Dear Members,
Is there a way I can removes reads associated with a region (chr, start, end) from a .bam file (RNASeq data) prior to the application of HTSeq?
I will greatly appreciate your feedback,
Noushin
Dear Members,
Is there a way I can removes reads associated with a region (chr, start, end) from a .bam file (RNASeq data) prior to the application of HTSeq?
I will greatly appreciate your feedback,
Noushin
bedtools intersect -abam file.bam -b filter.bed -v > filtered.bam
filter.bed should contain
chr start end
You'll want to use NGSUtil's bamutils tool, specifically with -excludebed.

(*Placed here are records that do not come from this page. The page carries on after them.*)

PR #1838, opened 2023-02-06
RSDK-904: 28BYJ-48 stepper implementation

susmitaSanyal:
This PR includes driver for 28byj-48 with uln2003 controller. 
Tests done on stepper motor: 
   - GoFor with positive revolution -> motor goes clockwise direction
   - GoFor with negative revolution -> motor goes counter clockwise direction
   -  GoTo with positive revolution -> converted to target step -> motor goes clockwise to target step position
   -  GoTo with negative revolution -> converted to target step -> motor goes counter clockwise to target step position
   - tested with different rpm value and longer revolution


components/motor/ulnstepper/28byj-48.go
```diff
@@ -0,0 +1,478 @@
...
+			m.logger.Info("error in uln2003 %w", err)
+		}
+
+		if !utils.SelectContextOrWait(ctx, sleep) {
+			return
+		}
+	}
+}
+
+func (m *uln2003) doCycle(ctx context.Context) (time.Duration, error) {
```
gvaradarajan, line 256: This function is doing two different things:
1. performing the actual step sequence
2. returning an amount of time to sleep before the next step sequence

The code is easier to follow if we handle the sleep conditions within `doRun` itself and remove `doCycle` completely because the function running the for-loop is now in charge of the sleep time for each iteration (and because there are less links in our chain of functions)

components/motor/ulnstepper/28byj-48.go
```diff
@@ -0,0 +1,478 @@
...
+	return k, nil
+}
+
+// doStep has to be locked to call.
+// Depending on the direction, doStep will either treverse the stepSequence array in ascending
+// or descending order.
+func (m *uln2003) doStep(ctx context.Context, forward bool, rpm float64) error {
+	if forward {
+		for tick := 0; tick < len(stepSequence); tick++ {
+			err1 := m.in1.Set(ctx, stepSequence[tick][0], nil)
```
stevebriskin, line 279: Suggestion: create a method that takes a bool array and sets pins to those values. that would be more testable and readable. something like what `enable` is doing.

components/motor/ulnstepper/28byj-48.go
```diff
@@ -0,0 +1,478 @@
...
+			if err1 != nil {
+				return errors.Errorf("failed to set In1 with error in motor (%s)", m.motorName)
+			}
+
+			time.Sleep(minDelayBetweenTicks)
```
stevebriskin, line 284: you shouldn't need to need sleep when changing pin states. this likely causes rpm to be wrong. may even result in invalid states on the motor controller.

components/motor/ulnstepper/28byj-48.go
```diff
@@ -0,0 +1,478 @@
...
+	k := time.Duration(int64(time.Microsecond*1000*1000) / int64(math.Abs(float64(m.targetStepsPerSecond))))
+	return k, nil
+}
+
+// doStep has to be locked to call.
+// Depending on the direction, doStep will either treverse the stepSequence array in ascending
+// or descending order.
+func (m *uln2003) doStep(ctx context.Context, forward bool, rpm float64) error {
+	if forward {
+		for tick := 0; tick < len(stepSequence); tick++ {
```
stevebriskin, line 278: this function is supposed to do 1 step but it does 8

components/motor/ulnstepper/28byj-48.go
```diff
@@ -0,0 +1,478 @@
...
+	}
+	k := time.Duration(int64(time.Microsecond*1000*1000) / int64(math.Abs(float64(m.targetStepsPerSecond))))
+	return k, nil
+}
+
+// doStep has to be locked to call.
+// Depending on the direction, doStep will either treverse the stepSequence array in ascending
+// or descending order.
+func (m *uln2003) doStep(ctx context.Context, forward bool, rpm float64) error {
+	if forward {
```
gvaradarajan, line 277: we can reduce the amount of code in this function by having a local variable that copies `stepSequence` is `forward` is true and makes a reverse copy otherwise. Then you could accomplish this all with a single for-loop

components/motor/ulnstepper/28byj-48.go
```diff
@@ -0,0 +1,478 @@
...
+		return
+	}
+
+	m.threadStarted = true
+	go m.doRun(ctx)
+}
+
+// setStepperDelay calculates the wait time between each step taken.
+// The minimum value is set to 0.002s, anything less then this can potentially damage the gears.
+func (m *uln2003) setStepperDelay(rpm float64) float64 {
```
stevebriskin, line 238: should be `getStepperDelay`?

gvaradarajan (changes requested):
I had some structural comments, but great job with the tests in particular!

components/motor/ulnstepper/28byj-48.go
```diff
@@ -0,0 +1,478 @@
...
+
+	return nil
+}
+
+// GoFor instructs the motor to go in a specific direction for a specific amount of
+// revolutions at a given speed in revolutions per minute. Both the RPM and the revolutions
+// can be assigned negative values to move in a backwards direction. Note: if both are negative
+// the motor will spin in the forward direction.
+func (m *uln2003) GoFor(ctx context.Context, rpm, revolutions float64, extra map[string]interface{}) error {
+	if rpm == 0 {
```
stevebriskin, line 346: No need for a default.
```
	if rpm == 0 {
		return motor.NewZeroRPMError()
	}
```

components/motor/ulnstepper/28byj-48.go
```diff
@@ -0,0 +1,478 @@
...
+
+	if math.Signbit(revolutions) != math.Signbit(rpm) {
+		d = -1
+	}
+
+	revolutions = math.Abs(revolutions)
+	rpm = math.Abs(rpm) * float64(d)
+
+	if math.Abs(rpm) < 0.1 {
+		m.logger.Info("RPM is less than 0.1 ", rpm)
```
stevebriskin, line 378: 1. can this check be higher up? this can be validated at the start of GoFor and GoTo
2. the log statement needs something to make it clearer e.g. "RPM is less than the 0.1 threshold, stopping."

components/motor/ulnstepper/28byj-48.go
```diff
@@ -0,0 +1,478 @@
...
+		return m.Stop(ctx, nil)
+	}
+
+	m.lock.Lock()
+	defer m.lock.Unlock()
+
+	if !m.threadStarted {
+		return errors.New("thread not started")
```
stevebriskin, line 386: as a user, i'm not sure what to do with this error... how would this happen?

components/motor/ulnstepper/28byj-48.go
```diff
@@ -0,0 +1,478 @@
...
+// SetPower sets the percentage of power the motor should employ between 0-1.
+func (m *uln2003) SetPower(ctx context.Context, powerPct float64, extra map[string]interface{}) error {
+	if math.Abs(powerPct) <= .0001 {
+		m.stop()
+		return nil
+	}
+	return errors.Errorf("doesn't support raw power mode in motor (%s)", m.motorName)
+}
+
+func (m *uln2003) startThread(ctx context.Context) {
```
stevebriskin, line 224: why do we need this it running as a separate thread? I know this is copied from gpiostepper but I'm not clear on why this is needed.

components/motor/ulnstepper/28byj-48.go
```diff
@@ -0,0 +1,478 @@
...
+	RotationPerMinute float64   `json:"rotation_per_minute"`
+	TicksPerRotation  int       `json:"ticks_per_rotation"`
+}
+
+// Validate ensures all parts of the config are valid.
+func (config *Config) Validate(path string) ([]string, error) {
+	var deps []string
+	if config.BoardName == "" {
+		return nil, utils.NewConfigValidationFieldRequiredError(path, "board")
+	}
```
randhid, line 66: [minor], we need to check that all four pins are present in the config for this stepper motor model.

components/motor/ulnstepper/28byj-48.go
```diff
@@ -0,0 +1,478 @@
...
+	if m.stepPosition == m.targetStepPosition {
+		err := m.enable(ctx, false)
+		return 5 * time.Millisecond, err
+	}
+
+	err := m.doStep(ctx, m.stepPosition < m.targetStepPosition, m.rotationPerMinute)
+	if err != nil {
+		return time.Second, fmt.Errorf("error stepping %w", err)
+	}
+	k := time.Duration(int64(time.Microsecond*1000*1000) / int64(math.Abs(float64(m.targetStepsPerSecond))))
```
stevebriskin, line 269: why `time.Microsecond*1000*1000)` instead of `time.Second`?
also, what is this value and how is it different from the sleep doStep()?

components/motor/ulnstepper/28byj-48.go
```diff
@@ -0,0 +1,478 @@
...
+
+func init() {
+	_motor := registry.Component{
+		Constructor: func(ctx context.Context, deps registry.Dependencies, config config.Component, logger golog.Logger) (interface{}, error) {
+			actualBoard, motorConfig, err := getBoardFromRobotConfig(deps, config)
+			if err != nil {
+				return nil, err
+			}
+
+			return newULN(ctx, actualBoard, *motorConfig, config.Name, logger)
```
randhid, line 79: [minor] I would rather have the initialisation function take in the same parameters as the constructor.

so we can implement it as `Constructor: newULN`

components/motor/ulnstepper/28byj-48.go
```diff
@@ -0,0 +1,478 @@
...
+		func(attributes config.AttributeMap) (interface{}, error) {
+			var conf Config
+			return config.TransformAttributeMapToStruct(&conf, attributes)
+		},
+		&Config{},
+	)
+}
+
+func getBoardFromRobotConfig(deps registry.Dependencies, config config.Component) (board.Board, *Config, error) {
+	motorConfig, ok := config.ConvertedAttributes.(*Config)
```
randhid, line 95: [minor] this logic can be moved to `newULN`

components/motor/ulnstepper/28byj-48.go
```diff
@@ -0,0 +1,478 @@
...
+
+	if mc.Pins.In4 != "" {
+		in4, err := b.GPIOPinByName(mc.Pins.In4)
+		if err != nil {
+			return nil, err
+		}
+		m.in4 = in4
+	}
+
+	if err := m.Validate(); err != nil {
```
randhid, line 158: [minor] `Validate` should be called on config rather than in this function. Follows our more updated rules. I realise `gpiostepper` is different, but I'd like this structural change.

components/motor/ulnstepper/28byj-48.go
```diff
@@ -0,0 +1,478 @@
...
+
+	stepPosition         int64
+	threadStarted        bool
+	targetStepPosition   int64
+	targetStepsPerSecond int64
+	generic.Unimplemented
+}
+
+// validate if this config is valid.
+func (m *uln2003) Validate() error {
```
randhid, line 187: [minor] again, this function should be called on `AttrConfig` rather than on the motor itself.

components/motor/ulnstepper/28byj-48.go
```diff
@@ -0,0 +1,478 @@
...
+	if m.theBoard == nil {
+		return errors.Errorf("need a board for motor (%s)", m.motorName)
+	}
+
+	if m.rotationPerMinute == 0 {
```
randhid, line 192: [minor] if this isn't a config parameter, then we set a default in `newULN` based on the minimums and use that.

components/motor/ulnstepper/28byj-48.go
```diff
@@ -0,0 +1,478 @@
...
+	if m.in4 == nil {
+		return errors.Errorf("need a 'In4' pin for motor (%s)", m.motorName)
+	}
+
+	return nil
+}
+
+// SetPower sets the percentage of power the motor should employ between 0-1.
+func (m *uln2003) SetPower(ctx context.Context, powerPct float64, extra map[string]interface{}) error {
+	if math.Abs(powerPct) <= .0001 {
```
randhid, line 217: [minor] why is this here? should we just return an error?

components/motor/ulnstepper/28byj-48.go
```diff
@@ -0,0 +1,478 @@
...
+	}
+
+	m.lock.Lock()
+	defer m.lock.Unlock()
+
+	if !m.threadStarted {
+		return errors.New("thread not started")
+	}
+
+	m.targetStepPosition += int64(float64(d)*revolutions*float64(m.ticksPerRotation)) / 8
```
stevebriskin, line 389: why / 8? is that because it's going through all 8 steps in the doCycle()?

components/motor/ulnstepper/28byj-48.go
```diff
@@ -0,0 +1,478 @@
...
+		return nil, nil, errors.New("expected board name in config for motor")
+	}
+	b, err := board.FromDependencies(deps, motorConfig.BoardName)
+	if err != nil {
+		return nil, nil, err
+	}
+	return b, motorConfig, nil
+}
+
+func newULN(ctx context.Context, b board.Board, mc Config, name string, logger golog.Logger) (motor.Motor, error) {
```
stevebriskin, line 109: q: we should probably initialize pins to some initial state...i don't know.

stevebriskin (changes requested):
done with first pass. i think we have a difference terminology understanding between what a `tick` and `step` is...to me they're the same.
overall, i think there's a decent amount copied from gpiostepper and now that i look at it, i'm not sure it all makes sense.

components/motor/ulnstepper/28byj-48.go
```diff
@@ -0,0 +1,478 @@
...
+	}
+
+	return nil
+}
+
+// GoFor instructs the motor to go in a specific direction for a specific amount of
+// revolutions at a given speed in revolutions per minute. Both the RPM and the revolutions
+// can be assigned negative values to move in a backwards direction. Note: if both are negative
+// the motor will spin in the forward direction.
+func (m *uln2003) GoFor(ctx context.Context, rpm, revolutions float64, extra map[string]interface{}) error {
```
randhid, line 345: [major] can we clean this up a lot? We don't need the internal private functions to match what `gpiostepper` has. `GoFor` can just run the `doCycle` with a for loop and update the motor struct with the current position.

You don't need to have `goForInternal` at all I think.

randhid (changes requested):
We should remove all the extraneous functionality and pare it down to the necessary functions. You don't have to include the same private functions implemented in `gpiostepper`.

I think a `GoFor` -> math for number of steps, stepper delay, and direction based on rpm and rev call -> loop calling `doStep` or `doCycle` should be sufficient.

components/motor/ulnstepper/28byj-48.go
```diff
@@ -0,0 +1,478 @@
...
+	}
+	b, err := board.FromDependencies(deps, motorConfig.BoardName)
+	if err != nil {
+		return nil, nil, err
+	}
+	return b, motorConfig, nil
+}
+
+func newULN(ctx context.Context, b board.Board, mc Config, name string, logger golog.Logger) (motor.Motor, error) {
+	if mc.TicksPerRotation == 0 {
```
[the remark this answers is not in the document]
susmitaSanyal: I am thinking of making TicksPerRotation a constant in the driver since 4096 ticks completes one revolution. Anything less than this will cause the motor to not complete one revolution. @gvaradarajan agrees with me. I want to get your and @randhid 's opinion on it.

components/motor/ulnstepper/28byj-48.go
susmitaSanyal: Yes.

components/motor/ulnstepper/28byj-48.go
```diff
@@ -0,0 +1,478 @@
+// Package ulnstepper implements a GPIO based stepper motor with uln2003 controler.
```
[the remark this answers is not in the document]
susmitaSanyal: I'm out of ideas on what to name the file. I'm tempted to call it _steppermotor_. Any suggestion?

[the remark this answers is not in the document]
stevebriskin: let's punt on the naming discussion until other issues are resolved. it'll be easy to rename once we're ready

components/motor/ulnstepper/28byj-48.go
susmitaSanyal: Yes, it is supposed to complete 8 ticks which is 1 step.

components/motor/ulnstepper/28byj-48.go
susmitaSanyal: We don't want to overload GoFor function. goForInternal is a good way to keep the calculations for targetStepPosition and stepperDelay separated.  So I will vote for keeping goForInternal.

components/motor/ulnstepper/28byj-48.go
```diff
@@ -0,0 +1,406 @@
+// Package stepper28byj48 implements a GPIO based stepper motor with uln2003 controler.
```
stevebriskin, line 1: Let's add some documentation to the top. things that should be included
0. Description of the motor. maybe even state how many steps/rotation a typical model will have and that there are variations with different gearing.
1. the whole ULN vs. 23BYJ. that this driver is meant for a 23BYJ-48 class of steppers powered by the ULN2003 driver.
2. Link to a spec sheet
3. We chose the 8-step "half step" transition table...so each step is 5.625/64 deg i believe.
4. any constants or other limitations like min sleep time between steps

components/motor/ulnstepper/28byj-48_test.go
```diff
@@ -0,0 +1,181 @@
...
+	"github.com/edaniels/golog"
+	"go.viam.com/test"
+	"go.viam.com/utils/testutils"
+
+	fakeboard "go.viam.com/rdk/components/board/fake"
+	"go.viam.com/rdk/components/motor"
+	"go.viam.com/rdk/config"
+)
+
+func Test1(t *testing.T) {
```
stevebriskin, line 17: nit: better name

components/motor/ulnstepper/28byj-48_test.go
```diff
@@ -0,0 +1,181 @@
...
+		test.That(t, err, test.ShouldNotBeNil)
+	})
+
+	// Create motor with board and default config
+	t.Run("gpiostepper initializing test with board and default config", func(t *testing.T) {
+		_, err := newULN(b, mc, c.Name, logger)
+		test.That(t, err, test.ShouldNotBeNil)
+	})
+
+	mc.Pins = PinConfig{In1: "b", In2: "a", In3: "c", In4: "d"}
```
stevebriskin, line 40: ideally tests should be independent and leave no side-effects. changing the state of the config between test cases is confusing and fragile.

you can do 2 things:
1. create multiple top level test functions (like Test1) for different config cases.
2. have multiple configs defined -- e.g. one valid, one invalid
3. have helper functions return configs and call those in each sub-test.

components/motor/ulnstepper/28byj-48.go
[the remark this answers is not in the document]
randhid: `unipolarfivewirestepper`

components/motor/ulnstepper/28byj-48.go
randhid: make is a constant/var with a descriptive name at the top of the file and use that here

components/motor/ulnstepper/28byj-48.go
susmitaSanyal: merged doCycle into doRun

components/motor/ulnstepper/28byj-48.go
susmitaSanyal: The motor doesn't run without the 100 microSec delay.

components/motor/ulnstepper/28byj-48.go
```diff
@@ -0,0 +1,387 @@
...
+}
+
+// Set the current position (+/- offset) to be the new zero (home) position.
+func (m *uln2003) ResetZeroPosition(ctx context.Context, offset float64, extra map[string]interface{}) error {
+	return motor.NewResetZeroPositionUnsupportedError(m.motorName)
+}
+
+// SetPower is invalid for this motor.
+func (m *uln2003) SetPower(ctx context.Context, powerPct float64, extra map[string]interface{}) error {
+	return errors.Errorf("doesn't support raw power mode in motor (%s)", m.motorName)
```
randhid, line 322:
```suggestion
	return errors.Errorf("raw power not supported in stepper motor (%s)", m.motorName)
```

components/motor/ulnstepper/28byj-48.go
```diff
@@ -0,0 +1,381 @@
...
+func (m *uln28byj) doRun(ctx context.Context) {
+	for {
+		m.lock.Lock()
+
+		// This condition cannot be locked for the duration of the loop as
+		// Stop() modifies m.targetStepPosition to interrupt the run
+		if m.stepPosition == m.targetStepPosition {
+			err := m.setPins(ctx, [4]bool{false, false, false, false})
+			if err != nil {
+				m.logger.Info("error while disabling motor")
```
randhid, line 204: [nit] log the error, and add the motor name.

components/motor/ulnstepper/28byj-48.go
```diff
@@ -0,0 +1,381 @@
...
+
+	if mc.TicksPerRotation <= 0 {
+		return nil, errors.New("expected ticks_per_rotation to be greater than zero in config for motor")
+	}
+
+	m := &uln28byj{
+		theBoard:         b,
+		ticksPerRotation: mc.TicksPerRotation,
+		logger:           logger,
+		motorName:        name,
```
randhid, line 138:
```suggestion
		motorName:        config.Name,
```

components/motor/ulnstepper/28byj-48.go
```diff
@@ -0,0 +1,381 @@
...
+	}
+
+	deps = append(deps, config.BoardName)
+	return deps, nil
+}
+
+func init() {
+	_motor := registry.Component{
+		Constructor: func(ctx context.Context, deps registry.Dependencies, config config.Component, logger golog.Logger) (interface{}, error) {
+			return new28byj(deps, config, config.Name, logger)
```
randhid, line 104: Let's clean up the constructor so we can get to a:
`Constructor: new28byj` state

randhid (changes requested):

components/motor/ulnstepper/28byj-48.go
```diff
@@ -0,0 +1,381 @@
...
+	}
+
+	m := &uln28byj{
+		theBoard:         b,
+		ticksPerRotation: mc.TicksPerRotation,
+		logger:           logger,
+		motorName:        name,
+	}
+
+	if mc.Pins.In1 != "" {
```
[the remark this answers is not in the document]
susmitaSanyal: Good catch!

components/motor/ulnstepper/28byj-48.go
```diff
@@ -0,0 +1,368 @@
...
+
+// IsMoving returns if the motor is currently moving.
+func (m *uln28byj) IsMoving(ctx context.Context) (bool, error) {
+	m.lock.Lock()
+	defer m.lock.Unlock()
+	return m.stepPosition != m.targetStepPosition, nil
+}
+
+// Stop turns the power to the motor off immediately, without any gradual step down.
+func (m *uln28byj) Stop(ctx context.Context, extra map[string]interface{}) error {
```
gvaradarajan, line 346: the way this is written, this doesn't _immediately_ turn the motor off. 
If what we want is to do that, I think we should get a cancel context when initializing the motor and have this kind of select statement at the beginning of the for-loop in  `doStep`
```
select {
case <-m.cancelCtx.Done():
	return errors.New("context canceled")
default:
}
```
If not, then the comment should be re-worded to say that the motor will stop at the end of the current step in the sequence

components/motor/ulnstepper/28byj-48.go
```diff
@@ -0,0 +1,368 @@
+// Package unipolarfivewirestepper implements a GPIO based
+// stepper motor (model: 28byj-48) with uln2003 controler.
+package unipolarfivewirestepper
```
gvaradarajan, line 3: this package name makes it seem as though this code is usable for _all_ unipolar five-wire stepper motors. Is this the case? If so, the name of the constructor and the struct in this file should probably change. If not, I think this package name is more appropriate as being the motor name for now?

gvaradarajan (changes requested):

components/motor/ulnstepper/28byj-48.go
susmitaSanyal: Tested this out, it doesn't allow motor to re-run once context is canceled.

components/motor/ulnstepper/28byj-48.go
```diff
@@ -0,0 +1,371 @@
...
+	Motor Controler: 	ULN2003
+	Datasheet:
+			ULN2003: 	https://www.makerguides.com/wp-content/uploads/2019/04/ULN2003-Datasheet.pdf
+			28byj-48:	https://components101.com/sites/default/files/component_datasheet/28byj48-step-motor-datasheet.pdf
+
+	This driver will drive the motor with half-step driving method (instead of full-step drive) for higher resolutions.
+	In half-step the current vector divides a circle into eight parts. The eight step switching sequence is shown in
+	stepSequence below. The motor takes 5.625*(1/64)° per step. For 360° the motor will take 4096 steps.
+
+	We set the minimum sleep time between steps to be 0.002s to prevent hardware damage. The motor also has a max speed
```
stevebriskin, line 16: it's no longer 0.002s and that doesn't map 10-15rpm.

components/motor/ulnstepper/28byj-48_test.go
```diff
@@ -0,0 +1,151 @@
...
+	})
+
+	t.Run("motor test isOn functionality", func(t *testing.T) {
+		on, powerPct, err := m.IsPowered(ctx, nil)
+		test.That(t, err, test.ShouldBeNil)
+		test.That(t, on, test.ShouldEqual, false)
+		test.That(t, powerPct, test.ShouldEqual, 0.0)
+	})
+
+	t.Run("motor testing with positive rpm and positive revolutions", func(t *testing.T) {
```
stevebriskin, line 91: all these tests just test the idle state....they don't actually test movement, math, or state transitions.

stevebriskin (changes requested):

components/motor/ulnstepper/28byj-48_test.go
susmitaSanyal: Adding functional tests

components/motor/ulnstepper/28byj-48.go
```diff
@@ -0,0 +1,371 @@
...
+	if moveDistance == 0 {
+		return nil
+	}
+
+	return m.GoFor(ctx, math.Abs(rpm), moveDistance, extra)
+}
+
+// Set the current position (+/- offset) to be the new zero (home) position.
+func (m *uln28byj) ResetZeroPosition(ctx context.Context, offset float64, extra map[string]interface{}) error {
+	return motor.NewResetZeroPositionUnsupportedError(m.motorName)
```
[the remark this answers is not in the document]
randhid:
```suggestion
	m.lock.Lock()
	defer m.lock.Unlock()
	m.stepPosition = int64(offset * float64(m.stepsPerRotation))
	return nil
```

components/motor/ulnstepper/28byj-48.go
```diff
@@ -0,0 +1,372 @@
+// Package unipolarfivewirestepper implements a GPIO based
+// stepper motor (model: 28byj-48) with uln2003 controler.
+package unipolarfivewirestepper
```
stevebriskin, line 3: let's keep the name the same as the folder -- ulnstepper

components/motor/ulnstepper/28byj-48.go
```diff
@@ -0,0 +1,372 @@
...
+	"go.viam.com/rdk/config"
+	"go.viam.com/rdk/operation"
+	"go.viam.com/rdk/registry"
+	"go.viam.com/rdk/resource"
+	rdkutils "go.viam.com/rdk/utils"
+)
+
+var (
+	model                = resource.NewDefaultModel("28byj48")
+	minDelayBetweenTicks = 100 * time.Microsecond // minimum sleep time between each ticks
```
stevebriskin, line 40: this translates to ~146rpm. if you want to enforce and document a lower number, do that.
10000 / 4096 * 60.

stevebriskin (approved):
tested looks good! feel free to merge once unit tests are ready.
naming wise, ulnstepper/28byj48 is fine by me.

components/motor/ulnstepper/28byj-48_test.go
```diff
@@ -0,0 +1,363 @@
...
+		// curr_state2 = pinStruct.pinStates
+		// test.That(t, curr_state2[0], test.ShouldEqual, arr_step3[2])
+
+		// pinOutput4, err = b.GPIOPinByName("4")
+		// test.That(t, err, test.ShouldBeNil)
+		// pinStruct, ok = pinOutput4.(*mockGPIOPin)
+		// test.That(t, ok, test.ShouldBeTrue)
+		// curr_state3 = pinStruct.pinStates
+		// test.That(t, curr_state3[0], test.ShouldEqual, arr_step3[3])
+	})
```
randhid, line 349: [nit] Clean up commented out code.

randhid (approved):
One last nit, please remove the commented out code, but LGTM

components/motor/ulnstepper/28byj-48.go
randhid: you don't like this name?

gvaradarajan (approved):
LGTM! Tested on hardware myself and found no issues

But, id recommend you dont :P
The BAM format is to store highly compressed alignment data. You should treat them like raw, virgin data, without normalization/filtering tweaks here and there to get it into shape.
All that kind of intersection stuff should be done on processed signal data - wigs and bedgraphs, etc - where its much easier to have multiple versions of things and to just dump it all and start afresh from the .bam if you have to.
Having said that, its your data, do what you like with it :)
Just found, there is an option -U in samtools view. Use it like this:
samtools view input.bam -b -h -o output_inRegions.bam -U output_outRegions.bam -L Regions.bed
Using this QC package for RNAseq http://rseqc.sourceforge.net
Split_bam.py would do the splitting of bam files.